Emily snatched her hands away from his. “Why should he have? They were estranged. Lady Alberta, um, doesn’t approve of the supersensible.” Before Michael could question her further, Emily pulled the vraja from her reticule. “I believe this is yours.”
He frowned at the talisman. “Where did you find that?”
“In the Society vaults. It has me in quite a puzzle, since Papa didn’t permit anyone to enter the vaults other than myself.”
Michael wrenched his eyes away from the talisman. “Following your father’s death, there were countless people wandering through the house. I told you at the time that we should put more stringent security measures into effect. Perhaps the vraja belonged to one of those people. Or even to the Professor. At any rate, it isn’t mine.”
“Oh? Where is your vraja, then?”
Michael’s hand moved to his waistcoat. “It didn’t seem appropriate for an occasion such as this.”

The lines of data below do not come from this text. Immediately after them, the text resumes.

PR #2576, opened 2021-03-13
Revert "Refactor: Typescript-ize overlay_plugin_api.js"

quisquous:
Reverts quisquous/cactbot#2548


quisquous:
@MaikoTan Sorry for reverting, but this seems to break everything.  There's a couple of errors (user_config.ts needs to refer to OverlayPluginApi.callOverlayHandler/addOverlayListener in a few places), but even with those fixed it seems like callbacks from callOverlayHandler never get delivered and so overlays never start.

MaikoTan:
Wh-what's wrong here...Σ(ﾟДﾟ)

Sorry I have not tested when apply the last several commits...(T_T)

quisquous:
No worries!  I am not sure what the error was.  I fixed the obvious thing (user_config.ts syntax errors), but couldn't figure out why overlays weren't working after that.  If you can't reproduce it after applying your patch and testing, let me know.

MaikoTan:
https://github.com/quisquous/cactbot/blob/2736eac0402428771db569bc5e89cdd742f9a447/resources/user_config.js#L275

Weird. I found that the callback function in `then` was not even been executed, but when I check out `callOverlayHandler` in `overlay_plugin_api.ts`, it returned a `Promise` as intended, so I have no idea why.

PR #2577, opened 2021-03-14
raidboss: DRS Fix Fateful words not calling out; Change duration => castTime

Legends0:
Some issues that I found during testing that I could resolve and test live.


Legends0:
I think the Coat of Arms is still off.

quisquous:
> I think the Coat of Arms is still off.

Ah sure, there's a couple more.  I'll fix them up.

PR #2580, opened 2021-03-14
raidboss: add suppressSeconds to DRS timeline triggers

quisquous:
This is an unfixed bug with timelines where sometimes
timeline triggers get double callouts if not suppressed.


quisquous:
@Legends0 This should fix the double callout issue you were seeing.

PR #2581, opened 2021-03-14
raidboss: fix DRS broken avowed timeline jump

quisquous:


quisquous:
@Legends0 I think this is the cause of the missing Glory of Bozja timeline trigger calls.

PR #2586, opened 2021-03-15
Fix issue with party tracker's members never clearing

valarnin:
As reported by Elestriel on Discord, since https://github.com/quisquous/cactbot/commit/707a44d5124812fc051c70179b43b5a1f65ca77e the party members aren't being cleared properly in PartyTracker when receiving an event.

This commit moves the defaults to the property definitions, removes the spurious call to onPartyChanged from the constructor, and moves the reset logic to its own specific function in case an external piece of code needs to invoke it.

### DIFF
--- a/resources/party.ts
+++ b/resources/party.ts
@@ -3,37 +3,21 @@ import { Job, Role } from '../types/job.js';
 import Util from './util';
 
 export default class PartyTracker {
-  details: Party[];
-  partyNames_: string[];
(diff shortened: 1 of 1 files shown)


valarnin:
Apparently my eslint plugin in VScode isn't working all of a sudden, sorry if there are a few amends as I fix the eslint issues.

quisquous:
Thank you!!!

PR #2587, opened 2021-03-16
raidboss: e12s chiseled sculpture triggers (alternative)

quisquous:
We were running a bunch of e12s and so I had time to test this out
and iron it out.

I personally found that having a trigger on:
* initial number
* left right
* laser bait
* other three lasers
* knockback location

...was just incredibly noisy.

I have cut this back from #2443 to say:
* initial number (inner outer)
* left/right OR left/right + bait #1
* bait #n laser (no other lasers called out)
* knockback location

Inner/Outer seems to work with the changes that I made here to collect
the sculptures separately from the tether.

(@valarnin, sorry to implement a patch that you were in the middle
of, but I wanted to get this in before I didn't have a chance to
test it anymore.)

Closes #2443.

### DIFF
--- a/ui/raidboss/data/05-shb/raid/e12s.js
+++ b/ui/raidboss/data/05-shb/raid/e12s.js
@@ -400,43 +400,189 @@ export default {
       id: 'E12S Promise Chiseled Sculpture',
       netRegex: NetRegexes.headMarker({}),
       condition: (data, matches) => data.isDoorBoss && matches.target === data.me,
-      response: (data, matches, output) => {
-        // cactbot-builtin-response
-        output.responseOutputStrings = {
-          // This is sort of redundant, but if folks want to put "square" or something in the text,
-          // having these be separate would allow them to configure them separately.
-          square1: numberOutputStrings[1],
-          square2: numberOutputStrings[2],
-          square3: numberOutputStrings[3],
-          square4: numberOutputStrings[4],
-          triangle1: numberOutputStrings[1],
-          triangle2: numberOutputStrings[2],
-          triangle3: numberOutputStrings[3],
-          triangle4: numberOutputStrings[4],
-        };
-
+      run: (data, matches) => {
         const id = getHeadmarkerId(data, matches);
 
         // Statue laser mechanic.
         const firstLaserMarker = '0091';
         const lastLaserMarker = '0098';
         if (id >= firstLaserMarker && id <= lastLaserMarker) {
-          // We could arguably tell you which giant you're tethered to by finding their position?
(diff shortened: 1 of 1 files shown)


quisquous:
https://clips.twitch.tv/HonestDistinctGooseMingLee-NZRMW8o0n-jzQkHn

valarnin:
Ultimately my goal was to get the triggers into cactbot in general, I'm glad that my original pass at it was sufficient to get there, even if in a modified form.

Since Emily had never seen Michael on an occasion such as this, she couldn’t quibble with his statement. “You’re certain that this vraja isn’t yours?”
Michael scowled. “Are you accusing me of something? I’ll tell you what, Emily: grief must have unhinged your brain.”
With difficulty, Emily kept rein on her temper. Silently she dropped the charm back into her reticule.
Michael’s eyes moved from her reticule to her face. “I am anxious to speak with you at greater length. What is Lady Alberta’s address?”
Be conciliatory, Emily told herself again. “At the moment, my aunt and I are guests of Lord Revay-Czobar.”
Michael’s mouth dropped open. “Ravensclaw? But why? Unless—” His gaze sharpened. “Is his name on the Dinwiddie list? What is he, werewolf, shapeshifter, the devil’s spawn? You are not qualified for this work, Emily. You must leave his house at once.”
What was it about her that made people try and tell her what to do? “Now who is unhinged, Michael? Ravensclaw is nothing of the sort. Ah, Lady Alberta is beckoning. You will excuse me.” Michael pressed his lips together. Without further protest, he let her go.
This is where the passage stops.